¡No! en nombre de Dios
¿Qué
clase de religión es esa que legitima, justifica y ofrece un fundamento
teológico a guerras, genocidios, suspensión total de la ayuda humanitaria,
exterminios y proyectos de aniquilación de poblaciones enteras perseguidos con
lucidez y una ferocidad cada vez más violenta?
No es una cómoda pregunta, y sí una provocación también teniendo en cuenta la inaceptable tragedia que se está consumiendo ante nuestros ojos en Gaza. Creo que somos conscientes de que en el conflicto de Palestina todas las partes en lucha también están sostenidas por razones religiosas fuertes y vinculantes. También los islamistas de Hamás. Pero si el judaísmo es la religión que promueve el shalom ¿cómo explicar que hoy en Israel sean precisamente los partidos religiosos los menos dispuestos a la paz y lleguen a proponer una suspensión total de la ayuda humanitaria a Gaza?
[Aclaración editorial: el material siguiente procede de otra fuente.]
PR #2962, opened 2024-01-10
[ShapeUp] improve UX when adding/editing storage

lorenzo-cavazzi:
This PR fixes a few issues when adding/editing storage:
- Prevents a bunch of default values to be set automatically, especially when many advanced options exist.
- Correct use of placeholders for default values and examples.
- Remove values correctly when editing an existing storage.
- Handles non-stringy values correctly when listing the storage options in the storage list.
- Use `<datalist>` to pick values from the examples list.
    - Mind that examples from the backend are not 100% reliable; we can't use a `<select>` here, and I would rather keep a simple solution than mess up with autocomplete examples and "use-react-form." Support for the datalist tag is pretty good on Firefox, while the UX on Chrome is still not that good, especially for longer lists.

/deploy renku=rclone-sessions renku-notebooks=rclone-csi amalthea=main renku-data-services=main extra-values=notebooks.cloudstorage.enabled=true,notebooks.cloudstorage.storageClass=csi-rclone-test,notebooks.cloudstorage.installRCloneCSI=false

### DIFF
--- a/client/src/features/project/components/cloudStorage/AddOrEditCloudStorage.tsx
+++ b/client/src/features/project/components/cloudStorage/AddOrEditCloudStorage.tsx
@@ -17,7 +17,14 @@
  */
 
 import cx from "classnames";
-import { RefObject, useCallback, useMemo, useRef, useState } from "react";
+import {
+  RefObject,
+  useCallback,
+  useEffect,
+  useMemo,
+  useRef,
+  useState,
+} from "react";
 import {
   ExclamationTriangleFill,
   EyeFill,
@@ -35,9 +42,6 @@ import {
   Label,
   ListGroup,
   ListGroupItem,
-  PopoverBody,
-  PopoverHeader,
-  UncontrolledPopover,
   UncontrolledTooltip,
 } from "reactstrap";
 
@@ -49,7 +53,7 @@ import {
   AddCloudStorageState,
   CloudStorageDetails,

Estamos ante otro ejemplo de esa perversa conexión que une «Dios-guerra-violencia», presente en todas las religiones y que corre el riesgo de convertirse en indisociable cuando la religión y la política se funden en un único proyecto, condicionando las instituciones de la otra. Romper el escándalo entre «Dios-guerra-violencia» y mantener separado el plano religioso del político son los dos grandes retos a los que todos estamos llamados si queremos poner fin al escándalo de matar y hacer morir en nombre de Dios.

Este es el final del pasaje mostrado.